De Villepin made a cryptic comment to his Security Council colleagues that day: "In the nuclear area, we need to fully clarify any attempt by Iraq to acquire aluminum tubes." Many would later say that the Anglo-American fears that such tubes could be used in fabricating weapon-grade uranium were misplaced. But that was not the French view, at least in February.

Recently, the Financial Times, citing U.S. officials, reported that, prior to the Feb. 5 Security Council meeting, French intelligence had acquired some of the tubes in question and, after testing them, had concluded that "they were too sophisticated to have alternative uses."

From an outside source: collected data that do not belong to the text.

PR #1146, opened 2018-02-07
[FIX] base_technical_features: Test in post-install

yajo:
Creating a user in a test leads to errors in integration tests. Moving test to post install mode.

@Tecnativa


pedrobaeza (approved):
We can put all tests in post without problem

sebalix (approved):

PR #983, opened 2017-09-14
[FIX][auth_signup_verify_email] Remove error from logs

yajo:
This fixes #981.

@Tecnativa

PR #1148, opened 2018-02-08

In sum, if we had listened only to Blix and de Villepin this past winter, we would have had to fear that Saddam already possessed or was trying actively to acquire VX gas, mustard gas, anthrax, botulism toxins, uranium-based atomic bombs and long-range missiles.

Bush and Blair, Blix and de Villepin, were most probably all telling us the truth in January and February: Iraq had built a serious WMD program.

In time, we will learn where it is or what became of it.